-------- Data
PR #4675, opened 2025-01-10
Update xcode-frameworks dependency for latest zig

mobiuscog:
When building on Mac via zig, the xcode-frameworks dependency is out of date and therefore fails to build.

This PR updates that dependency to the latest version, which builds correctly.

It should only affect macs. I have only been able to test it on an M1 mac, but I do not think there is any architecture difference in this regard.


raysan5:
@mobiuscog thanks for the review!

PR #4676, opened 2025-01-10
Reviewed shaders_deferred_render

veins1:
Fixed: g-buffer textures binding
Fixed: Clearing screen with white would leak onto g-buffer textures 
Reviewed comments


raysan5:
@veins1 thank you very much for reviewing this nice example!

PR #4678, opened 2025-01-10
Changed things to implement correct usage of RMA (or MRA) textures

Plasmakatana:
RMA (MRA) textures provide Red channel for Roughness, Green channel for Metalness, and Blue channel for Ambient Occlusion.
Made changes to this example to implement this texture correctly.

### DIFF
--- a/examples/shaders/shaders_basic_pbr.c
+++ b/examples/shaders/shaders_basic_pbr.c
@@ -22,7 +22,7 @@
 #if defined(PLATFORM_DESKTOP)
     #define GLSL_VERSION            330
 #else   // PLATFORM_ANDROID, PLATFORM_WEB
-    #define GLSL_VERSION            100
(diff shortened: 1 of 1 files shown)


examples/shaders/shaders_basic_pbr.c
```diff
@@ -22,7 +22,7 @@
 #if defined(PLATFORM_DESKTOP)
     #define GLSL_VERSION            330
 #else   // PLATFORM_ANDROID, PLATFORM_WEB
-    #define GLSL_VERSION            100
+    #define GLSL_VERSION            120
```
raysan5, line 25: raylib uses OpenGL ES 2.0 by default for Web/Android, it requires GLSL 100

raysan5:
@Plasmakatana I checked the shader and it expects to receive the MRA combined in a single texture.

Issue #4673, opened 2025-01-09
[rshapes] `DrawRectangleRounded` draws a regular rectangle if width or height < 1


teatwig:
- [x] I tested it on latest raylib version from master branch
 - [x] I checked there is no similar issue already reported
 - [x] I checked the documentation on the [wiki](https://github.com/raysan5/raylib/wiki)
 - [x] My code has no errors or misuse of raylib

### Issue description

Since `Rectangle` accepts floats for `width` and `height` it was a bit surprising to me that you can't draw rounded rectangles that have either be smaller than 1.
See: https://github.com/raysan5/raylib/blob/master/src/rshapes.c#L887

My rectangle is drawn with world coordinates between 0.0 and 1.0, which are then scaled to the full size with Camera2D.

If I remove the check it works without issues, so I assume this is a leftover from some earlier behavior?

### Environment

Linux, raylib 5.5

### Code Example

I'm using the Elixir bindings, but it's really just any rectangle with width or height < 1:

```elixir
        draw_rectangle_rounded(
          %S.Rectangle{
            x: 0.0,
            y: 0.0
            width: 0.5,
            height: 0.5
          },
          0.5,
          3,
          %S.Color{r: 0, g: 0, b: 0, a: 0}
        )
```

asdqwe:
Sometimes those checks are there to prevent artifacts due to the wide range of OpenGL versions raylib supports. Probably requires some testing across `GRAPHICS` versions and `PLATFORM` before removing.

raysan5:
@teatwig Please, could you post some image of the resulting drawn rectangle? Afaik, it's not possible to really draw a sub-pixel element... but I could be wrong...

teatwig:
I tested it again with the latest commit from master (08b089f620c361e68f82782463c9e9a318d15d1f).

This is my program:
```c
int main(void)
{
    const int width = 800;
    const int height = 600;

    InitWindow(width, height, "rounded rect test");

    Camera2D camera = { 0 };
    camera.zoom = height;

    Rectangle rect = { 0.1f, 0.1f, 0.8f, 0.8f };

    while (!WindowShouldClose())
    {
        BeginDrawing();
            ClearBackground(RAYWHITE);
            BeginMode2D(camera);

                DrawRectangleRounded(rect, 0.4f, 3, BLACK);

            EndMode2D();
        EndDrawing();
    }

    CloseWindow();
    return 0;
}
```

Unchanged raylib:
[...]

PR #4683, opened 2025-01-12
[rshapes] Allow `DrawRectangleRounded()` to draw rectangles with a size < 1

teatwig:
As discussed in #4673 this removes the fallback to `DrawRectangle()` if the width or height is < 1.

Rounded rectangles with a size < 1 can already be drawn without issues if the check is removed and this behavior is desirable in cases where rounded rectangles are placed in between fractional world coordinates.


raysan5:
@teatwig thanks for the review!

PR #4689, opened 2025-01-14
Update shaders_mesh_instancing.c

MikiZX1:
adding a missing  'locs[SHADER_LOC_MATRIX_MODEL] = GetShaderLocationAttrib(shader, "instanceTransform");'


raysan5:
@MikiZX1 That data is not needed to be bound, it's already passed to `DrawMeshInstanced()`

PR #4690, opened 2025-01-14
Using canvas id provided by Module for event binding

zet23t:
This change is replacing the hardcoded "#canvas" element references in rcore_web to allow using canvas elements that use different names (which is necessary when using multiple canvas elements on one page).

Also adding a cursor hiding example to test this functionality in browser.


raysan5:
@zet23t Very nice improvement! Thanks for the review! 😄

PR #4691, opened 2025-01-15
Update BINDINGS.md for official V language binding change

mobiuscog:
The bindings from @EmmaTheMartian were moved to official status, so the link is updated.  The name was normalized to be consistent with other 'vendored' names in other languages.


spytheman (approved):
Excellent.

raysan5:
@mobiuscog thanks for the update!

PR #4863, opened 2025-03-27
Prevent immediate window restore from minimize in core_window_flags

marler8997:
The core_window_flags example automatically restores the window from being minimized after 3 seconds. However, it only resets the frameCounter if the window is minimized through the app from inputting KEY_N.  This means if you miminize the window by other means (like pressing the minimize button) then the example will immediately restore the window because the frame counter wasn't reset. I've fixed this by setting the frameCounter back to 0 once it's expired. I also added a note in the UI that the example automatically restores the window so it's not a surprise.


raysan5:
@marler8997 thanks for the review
----------------
■ **Task requirements**
Set the entries down again exactly, beginning with their first line and ending with the line that contains "This PR updates"; omit all other lines.

■ **Response**
PR #4675, opened 2025-01-10
Update xcode-frameworks dependency for latest zig

mobiuscog:
When building on Mac via zig, the xcode-frameworks dependency is out of date and therefore fails to build.

This PR updates that dependency to the latest version, which builds correctly.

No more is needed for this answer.